Ora, este tipo de observação – juntamente com muitas outras semelhantes – nos faz perceber que a clínica institucional tem uma riqueza de recursos terapêuticos que oferece condições para certos processos analíticos que, talvez, não seriam possíveis no contexto da clínica privada da mesma maneira. Um bom exemplo deste tipo de situação é apontado por Jeammet4, para quem certas “patologias do vínculo” ganham na instituição um locus privilegiados de trabalho. Assim, alguns pacientes que não suportam, a princípio, o investimento objetal implícito no enquadre analítico, não toleram, na verdade, tomar contato com sua “apetência objetal” (ou voracidade), o que só se torna possível de modo indireto, na psicoterapia grupal ou em um contrato mediado pela instituição.

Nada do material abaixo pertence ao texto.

PR #287, opened 2022-06-24
Two small fixes to n64.mk for RSP builds

rasky:


anacierdem:
I think this was not onto the latest trunk. Can you verify you are in sync and all the changes are intended?

rasky:
Looking at the diff, it looks OK to me. What changes seem unintended?

anacierdem:
There are diffs on `audio.c` on the lines you have inteoduced the AI h/w fix. They seem to be reverted. Maybe there is something wrong with the GitHub app if that was not intended.

anacierdem:
Commits look ok must be something weird with the app. I will check on web later.

PR #288, opened 2022-07-05
Explicitly set C++ version in cpptest example

sp1187:
Also modernize cpptest code a bit to use smart pointers and make_unique in order to showcase modern C++ support.

### DIFF
--- a/n64.mk
+++ b/n64.mk
@@ -52,7 +52,7 @@ CFLAGS+=-MMD     # automatic .d dependency generationc
 CXXFLAGS+=-MMD     # automatic .d dependency generationc
 ASFLAGS+=-MMD    # automatic .d dependency generation
 
-N64_CXXFLAGS := $(N64_CFLAGS) -std=c++11
+N64_CXXFLAGS := $(N64_CFLAGS)
 N64_CFLAGS += -std=gnu99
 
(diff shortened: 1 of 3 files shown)


n64.mk
```diff
@@ -52,7 +52,7 @@ CFLAGS+=-MMD     # automatic .d dependency generationc
 CXXFLAGS+=-MMD     # automatic .d dependency generationc
 ASFLAGS+=-MMD    # automatic .d dependency generation
 
-N64_CXXFLAGS := $(N64_CFLAGS) -std=c++11
```
anacierdem, line 55: There might be existing code depending on this. I think we can change it in a way that the consumer can override without changing the default

anacierdem (changes requested):

sp1187:
The default since GCC 11 is C++17 anyway, and C++17 should in most (practically all except if you are using features that were already deprecated in C++11) cases be backwards compatible with C++11 anyway, so I'm not sure if that's necessary. Old makefiles could in rare cases change their flag settings to be explicitly C++11 if necessary.

n64.mk
rasky: C++11 has been the default since GCC 4.8.1, and C++14 has been default since GCC 6. So what this did was actually downgrading the default. I don't think it's going to break anything, and the fix is trivial anyway.

PR #289, opened 2022-07-08
Add support for building toolchain with macOS (plus other fixes)

rasky:
This PR adds support for building the toolchain via macOS. It also includes several tweaks and incremental improvements to our build scripts to make them more solid in common scenarios.


tools/toolchain/build-toolchain.sh
```diff
@@ -15,6 +15,13 @@
 set -euo pipefail
 IFS=$'\n\t'
 
+# Check that N64_INST is defined
+if [ -z "${N64_INST-}" ]; then
+  echo "N64_INST environemnt variable is not defined."
```
vieux:
```suggestion
  echo "N64_INST environment variable is not defined."
```

vieux:
@rasky where you able to try on intel and/or M1 macs?

tools/toolchain/build-toolchain.sh
rasky: Done, thanks

rasky:
@vieux yes, I tested this on a M1 Mac. It is able to correctly generate a working toolchain, install libdragon and compile everything. I also tested it with my prefix (`/opt/n64`) owned by my user or by root, and in both cases everything works.

build.sh
```diff
@@ -4,12 +4,29 @@
 set -euo pipefail
 IFS=$'\n\t'
 
+if [[ -z ${N64_INST-} ]]; then
+  echo N64_INST environment variable is not defined
+  echo Please set N64_INST to point to your libdragon toolchain directory
+  exit 1
+fi
```
danbolt, line 11: :clap: :clap: :clap:

meeq:
Minor breakage note: FlappyBird's Makefile builds the toolchain in-project if it doesn't already exist by copying the `build-toolchain.sh` script out of the tools directory: https://github.com/meeq/FlappyBird-N64/blob/ea05f08e9cdfd4318fe99b321efd74b428995923/Makefile#L224

Other external scripts that depend on the location of this file may also break now that it has moved into a sub-directory.

rasky:
An alternative would be to leave the script where it is, and change it so that I creates an empty directory itself and runs from there. It doesn't have to be a temp directory, it could simply be a `build-toolchain/` subdirectory (that we could pre-commit to gitignore).

Would this be better?

anacierdem (approved):
Looks good to me. Expecting the user to have `brew` is totally ok as well, thanks for making this possible!

rasky:
I've changed the build script as suggested. It is not moved anymore from its original location, and just builds automatically into a subdirectory (that can be configured). After the tests pass, I'll merge this.

PR #290, opened 2022-07-12
Build Docker images for linux/arm64 as well

rasky:
While Macbooks with M1 can run linux/amd64 images, it is unbearably
slow. Building and publishing a linux/arm64 image provides a much
better experience.

### DIFF
--- a/.github/workflows/build-toolchain-library-and-roms.yml
+++ b/.github/workflows/build-toolchain-library-and-roms.yml
@@ -51,6 +51,9 @@ jobs:
 
       # Build the toolchain if toolchain files changed w.r.t target and we can
       # use from registry o/w
+      - name: Set up QEMU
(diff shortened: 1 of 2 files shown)


vieux:
Looks like a custom builder might help https://github.com/docker/buildx/issues/495#issuecomment-761562905

rasky:
@vieux thanks, I'm trying with a suggestion from that thread

rasky:
Unfortunately, just like using docker images for amd64 is too slow on Apple M1, running docker arm64 on a amd64 server (GitHub action) is just as slow, and the CI hits the hard limit of 6 hours per job.

I think for now I’ll just see if I can push the ARM image manually into the registry. For CI, we will have to either wait for GitHub to provide native ARM runners, or to cross-compile the ARM->MIPS compiler from amd64, which is a complex modification of the build script. Either way, this PR won’t fly for now.

PR #291, opened 2022-07-15
interrupt: add support for CART interrupts

rasky:
This PR allows to enable the CART interrupt and connect handlers to it. This is used by 64DD but in general peripherals on the cartridge bus can trigger it.

### DIFF
--- a/src/interrupt.c
+++ b/src/interrupt.c
@@ -152,12 +152,16 @@ struct callback_link * VI_callback = 0;
 struct callback_link * PI_callback = 0;
 /** @brief Linked list of DP callbacks */
 struct callback_link * DP_callback = 0;
-/** @brief Linked list of TI callbacks */
-struct callback_link * TI_callback = 0;
 /** @brief Linked list of SI callbacks */
 struct callback_link * SI_callback = 0;
 /** @brief Linked list of SP callbacks */
 struct callback_link * SP_callback = 0;
+/** @brief Linked list of TI callbacks */
+struct callback_link * TI_callback = 0;
+/** @brief Linked list of CART callbacks */
+struct callback_link * CART_callback = 0;
+
+static int last_cart_interrupt_count = 0;
 
 /** 
  * @brief Call each callback in a linked list of callbacks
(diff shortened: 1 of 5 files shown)


src/interrupt.c
```diff
@@ -472,11 +473,84 @@ void unregister_SP_handler( void (*callback)() )
...
+/**
+ * @brief Register a timer callback
+ * 
+ * The callback will be used when the timer interrupt is triggered by the CPU.
+ * This happens when the COP0 COUNT register reaches the same value of the
+ * COP0 COMPARE register.
+ * 
+ * This function is useful only if you want to do your own low level programming
+ * of the internal CPU timer and handle the interrupt yourself. In this case,
+ * also remember to activate the timer interrupt using
```
anacierdem: The end of the sentence is missing. Thanks for the additional documentation!

src/interrupt.c
```diff
@@ -472,11 +473,84 @@ void unregister_SP_handler( void (*callback)() )
...
+
+/**
+ * @brief Register a timer callback
+ * 
+ * The callback will be used when the timer interrupt is triggered by the CPU.
+ * This happens when the COP0 COUNT register reaches the same value of the
+ * COP0 COMPARE register.
+ * 
+ * This function is useful only if you want to do your own low level programming
+ * of the internal CPU timer and handle the interrupt yourself. In this case,
```
anacierdem, line 487: Is it possible to disable the mechanism we have at inthandler.S?

src/interrupt.c
```diff
@@ -314,10 +318,29 @@ void __MI_handler(void)
...
+void __CART_handler(void)
+{
+    /* Call the registered callbacks */
+    __call_callback(CART_callback);
+
+     /* CART interrupts must be acknowledged by handlers. If the handler fails
+       to do so, the console freezes because the interrupt will retrigger
+       continuously. Since a freeze is always bad for debugging, try to 
+       detect it, and show a proper assertion screen. */
+    if (!(C0_CAUSE() & C0_INTERRUPT_CART))
```
anacierdem, line 338: Should we also keep these behind `#ifndef NDEBUG` to reduce a little bit of code at final builds?

anacierdem (approved):
LGTM. Only minor comments.

src/interrupt.c
rasky: Which one?

anacierdem: This was a comment I forgot to delete. I meant how the users would not use the library version but instead implement their own. Then I realized, they just don't use the library timers...

src/interrupt.c
rasky: Done

src/interrupt.c
rasky: Sure, done thanks.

Bem, nada disto deve nos fazer esquecer que tanto a questão da abstinência quanto a do manejo do setting só podem ser pensadas em cada situação singular, seja na instituição, seja no consultório. Se ressaltei aqui algumas peculiaridades do trabalho na instituição, estas características não nos autorizam a abrir mão do princípio da singularidade do caso; elas nos permitem, sim, uma ampliação e recolocação das questões e desafios colocados à clínica psicanalítica. Afinal, no contexto da “psicanálise de consultório” estamos sujeitos aos mesmos desafios quanto à abstinência e ao setting, e em paralelo ao caráter grupalista da clínica institucional, poderíamos ainda nos indagar: será que o profissional dito “autônomo” não necessita também construir uma espécie de “equipe mínima”, ainda que simbólica? Creio que parte das preocupações aqui esboçadas estão bem sintetizadas pelas seguintes palavras de Silvia Alonso5, ao descrever a função do psicanalista: “ter claro o que fazemos quando fazemos análise; ver claramente a especificidade do analítico; ter a regra fundamental de análise como referência; é justamente isso que nos concede uma liberdade maior para pensar as estratégias de condução de um trabalho analítico em cada situação particular, e para exercitar a ‘elasticidade da técnica’ com a tranqüilidade necessária à inerente criatividade do ser analista”.

 

Notas

1. Ferrari, H.; Luchina, N. & Luchina, I. L. La Interconsulta médico-psicólogica en el marco hospitalario, Buenos Aires, Nueva Visión, 1977.
2. Cf. E. C. Dias; M. E. P. Labaki; C. Daspett & K. Q. Farias, “Avaliação das vicissitudes do atendimento de pacientes HIV+ em psicoterapia de grupo”, Insight, Ano VI, n. 63, São Paulo, junho de 1996.
3. Este caso clínico foi por mim apresentado e discutido com mais detalhes em “A fobia alimentar: angústia, feminilidade e oralidade”, in: R. Volich, F. C. Ferraz e W. Ranña (orgs.), Psicossoma III, São Paulo, Casa do Psicólogo, 2003.
4. P. Jeammet, “Abordagem psicanalítica dos transtornos das condutas alimentares”, in: R. Urribarri (org.), Anorexia e bulimia, São Paulo, Escuta, 1999.
5. S. Alonso, “Psicanálise/psicoterapia: as ondulações do campo da prática psicanalítica”, Psychê, n. 5, 2000, p. 22.